> **TRY IT**: Present each line of the entries below that holds the word "java".

===== DATASET EXTRACT

PR #7453, opened 2024-09-02
Improve TexturePacker MaxRectsPacker pruning

lucas-viva:
The `TexturePacker` `MaxRectsPacker.MaxRects.pruneFreeList` method is O(n^3) in time, `n` being the number of `freeRectangles`.

`freeRectangles` size increases if you have many sprites with different sizes.

This PR changes the `pruneFreeList` method to use a O(n) approach.

Impirical tests, using 3000 random images generated by the code below showed the packer ran in around 60 seconds for the old method and in around 10 seconds for the new method.

```
  public static void generateRandomImages() throws Exception {
    Random random = new Random();
    for (int i = 0; i < 3000; i++) {
      BufferedImage image =
          new BufferedImage(
              32 + random.nextInt(32), 32 + random.nextInt(32), BufferedImage.TYPE_INT_ARGB);
      Graphics2D g2d = image.createGraphics();
      g2d.setColor(new Color(random.nextInt(256), random.nextInt(256), random.nextInt(256)));
      g2d.fillRect(0, 0, random.nextInt(32), random.nextInt(32));
      ImageIO.write(image, "png", new File("test/test" + i + ".png"));
    }
  }
```

For our game, it improved from 35~ minutes to 3~ minutes.

### DIFF
--- a/extensions/gdx-tools/src/com/badlogic/gdx/tools/texturepacker/MaxRectsPacker.java
+++ b/extensions/gdx-tools/src/com/badlogic/gdx/tools/texturepacker/MaxRectsPacker.java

==========

> **ANSWER AREA**:
--- a/extensions/gdx-tools/src/com/badlogic/gdx/tools/texturepacker/MaxRectsPacker.java
+++ b/extensions/gdx-tools/src/com/badlogic/gdx/tools/texturepacker/MaxRectsPacker.java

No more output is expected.